◆ **INFORMATION GIVEN**:
PR #1631, opened 2025-04-06
fix(content): bool behavior for Fishing Contest & Merlin's Crystal

Collin-M:
Not an ideal fix for Fishing Contest, but trying the varp check `! true` still doesn't work properly at hemenster.

`! true` does work as expected during Merlin's to get the wax

Reported on Discord by .starkwolf & .1174i
https://discord.com/channels/953326730632904844/1358296528883679244

### DIFF
--- a/data/src/scripts/areas/area_seers/scripts/hemenster/bonzo.rs2
+++ b/data/src/scripts/areas/area_seers/scripts/hemenster/bonzo.rs2
@@ -37,7 +37,7 @@ if($option = 1) {
 
 [proc,bonzo_set_places]
 ~chatnpc("<p,neutral>Ok, nearly everyone is in their place already.|You fish in the spot by the willow tree,|and the Sinister Stranger, you fish by the pipes.");
-if(%hemenster_pipe_stashed = true) {
+if(%hemenster_pipe_stashed ! null & %hemenster_pipe_stashed = true) {
     ~move_hemenster_pipe;
     return;
 }
--- a/data/src/scripts/areas/area_white_wolf_mountain/scripts/mountain_dwarf.rs2
+++ b/data/src/scripts/areas/area_white_wolf_mountain/scripts/mountain_dwarf.rs2
@@ -67,7 +67,6 @@ if($option = 1) {
         ~chatplayer("<p,happy>Fortunately I'm alright at fishing!");
         ~chatnpc("<p,happy>Okay, I entrust you with our competition pass.|Go to Hemenster and do us proud!");
         %fishingcompo_progress = ^fishingcompo_started;
-        %hemenster_pipe_stashed = false;
         ~send_quest_progress(questlist:fishingcompo, %fishingcompo_progress, ^fishingcompo_complete);
         inv_add(inv, fishing_pass, 1);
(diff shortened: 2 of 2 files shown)


AmVoidGuy:
image

Is there a reason we don't instantiate boolean varps to false? They are being set to -1 (null) by default when creating a new player. Seems like we assume in the code they should be false (0) by default?

Indio3:
fwiw, boolean varps did default to 0 (false) when both uses were written, I think it was changed to match what jagex does

Indio3:
I don't think you need to change the hemenster script right? It checks = true to move the stranger when it defaults to null, and won't be set until the garlic is stashed

Collin-M:
> I don't think you need to change the hemenster script right? It checks = true to move the stranger when it defaults to null, and won't be set until the garlic is stashed

[if(%hemenster_pipe_stashed = true) {](https://github.com/2004Scape/Server/blob/910f1910c1f489503e3885cebcff62c75f45b1a1/data/src/scripts/areas/area_seers/scripts/hemenster/bonzo.rs2#L40)
I've tried this with `! false` as well and the eval still returns true and `~move_hemenser_pipe` is triggered regardless of putting garlic in the pipe or not.

Collin-M:
It does need to be changed. Right now with `(%hemenster_pipe_stashed = true)` evals to true even if you haven't put garlic in the pipe (-1). You can complete this quest without garlic in the live game.

image
image

Indio3:
Oh that's odd... what if you try doing `%hemenster_pipe_stashed ! null & %hemenster_pipe_stashed = true`?

Collin-M:
image
image

That works. Is that a better solution you'd prefer instead of setting to false at quest start?

Indio3:
Yes, that way it wont be broken for any existing users who have started the quest w/out finishing

ultraviolet-jordan:
I brought this up to someone the other day, the variable system works but there's some duplicated code, and it stores variables in separate collections when it could just be 1. And the "default value" code kind of sucks. And yes I am pretty sure `boolean` should default to 0. 

Here is RuneScape 3 client with all of their types.
https://github.com/LostCityRS/RS910/blob/471d8354bc334b14854b1ffc1872c126b77fd5f4/client/src/main/java/com/jagex/game/config/vartype/constants/ScriptVarType.java#L11

```java
public ScriptVarType(int serialID, char legacyChar, BaseVarType baseType, Object defaultValue, ScriptVarProperty[] arg4) {

}
```

Collin-M:
> My only concern is introducing risk. Fixing this will _MOST LIKELY_ be followed up with a dozen other PR's.

fea608363142080259054485c294303c695960fb for now (temp fix) then we can work out this default value issue and affected varps during next major revision change (245)?

ultraviolet-jordan:
> > My only concern is introducing risk. Fixing this will _MOST LIKELY_ be followed up with a dozen other PR's.
> 
> [fea6083](https://github.com/2004Scape/Server/commit/fea608363142080259054485c294303c695960fb) for now (temp fix) then we can work out this default value issue and affected varps during next major revision change (245)?

Yeah it's chill I'm just making things known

◆ **WHAT THE EXERCISE ASKS**: The full material has to be written out again exactly as shown.

◆ **EXPECTED ANSWER**:
PR #1631, opened 2025-04-06
fix(content): bool behavior for Fishing Contest & Merlin's Crystal

Collin-M:
Not an ideal fix for Fishing Contest, but trying the varp check `! true` still doesn't work properly at hemenster.

`! true` does work as expected during Merlin's to get the wax

Reported on Discord by .starkwolf & .1174i
https://discord.com/channels/953326730632904844/1358296528883679244

### DIFF
--- a/data/src/scripts/areas/area_seers/scripts/hemenster/bonzo.rs2
+++ b/data/src/scripts/areas/area_seers/scripts/hemenster/bonzo.rs2
@@ -37,7 +37,7 @@ if($option = 1) {
 
 [proc,bonzo_set_places]
 ~chatnpc("<p,neutral>Ok, nearly everyone is in their place already.|You fish in the spot by the willow tree,|and the Sinister Stranger, you fish by the pipes.");
-if(%hemenster_pipe_stashed = true) {
+if(%hemenster_pipe_stashed ! null & %hemenster_pipe_stashed = true) {
     ~move_hemenster_pipe;
     return;
 }
--- a/data/src/scripts/areas/area_white_wolf_mountain/scripts/mountain_dwarf.rs2
+++ b/data/src/scripts/areas/area_white_wolf_mountain/scripts/mountain_dwarf.rs2
@@ -67,7 +67,6 @@ if($option = 1) {
         ~chatplayer("<p,happy>Fortunately I'm alright at fishing!");
         ~chatnpc("<p,happy>Okay, I entrust you with our competition pass.|Go to Hemenster and do us proud!");
         %fishingcompo_progress = ^fishingcompo_started;
-        %hemenster_pipe_stashed = false;
         ~send_quest_progress(questlist:fishingcompo, %fishingcompo_progress, ^fishingcompo_complete);
         inv_add(inv, fishing_pass, 1);
(diff shortened: 2 of 2 files shown)


AmVoidGuy:
image

Is there a reason we don't instantiate boolean varps to false? They are being set to -1 (null) by default when creating a new player. Seems like we assume in the code they should be false (0) by default?

Indio3:
fwiw, boolean varps did default to 0 (false) when both uses were written, I think it was changed to match what jagex does

Indio3:
I don't think you need to change the hemenster script right? It checks = true to move the stranger when it defaults to null, and won't be set until the garlic is stashed

Collin-M:
> I don't think you need to change the hemenster script right? It checks = true to move the stranger when it defaults to null, and won't be set until the garlic is stashed

[if(%hemenster_pipe_stashed = true) {](https://github.com/2004Scape/Server/blob/910f1910c1f489503e3885cebcff62c75f45b1a1/data/src/scripts/areas/area_seers/scripts/hemenster/bonzo.rs2#L40)
I've tried this with `! false` as well and the eval still returns true and `~move_hemenser_pipe` is triggered regardless of putting garlic in the pipe or not.

Collin-M:
It does need to be changed. Right now with `(%hemenster_pipe_stashed = true)` evals to true even if you haven't put garlic in the pipe (-1). You can complete this quest without garlic in the live game.

image
image

Indio3:
Oh that's odd... what if you try doing `%hemenster_pipe_stashed ! null & %hemenster_pipe_stashed = true`?

Collin-M:
image
image

That works. Is that a better solution you'd prefer instead of setting to false at quest start?

Indio3:
Yes, that way it wont be broken for any existing users who have started the quest w/out finishing

ultraviolet-jordan:
I brought this up to someone the other day, the variable system works but there's some duplicated code, and it stores variables in separate collections when it could just be 1. And the "default value" code kind of sucks. And yes I am pretty sure `boolean` should default to 0. 

Here is RuneScape 3 client with all of their types.
https://github.com/LostCityRS/RS910/blob/471d8354bc334b14854b1ffc1872c126b77fd5f4/client/src/main/java/com/jagex/game/config/vartype/constants/ScriptVarType.java#L11

```java
public ScriptVarType(int serialID, char legacyChar, BaseVarType baseType, Object defaultValue, ScriptVarProperty[] arg4) {

}
```

Collin-M:
> My only concern is introducing risk. Fixing this will _MOST LIKELY_ be followed up with a dozen other PR's.

fea608363142080259054485c294303c695960fb for now (temp fix) then we can work out this default value issue and affected varps during next major revision change (245)?

ultraviolet-jordan:
> > My only concern is introducing risk. Fixing this will _MOST LIKELY_ be followed up with a dozen other PR's.
> 
> [fea6083](https://github.com/2004Scape/Server/commit/fea608363142080259054485c294303c695960fb) for now (temp fix) then we can work out this default value issue and affected varps during next major revision change (245)?

Yeah it's chill I'm just making things known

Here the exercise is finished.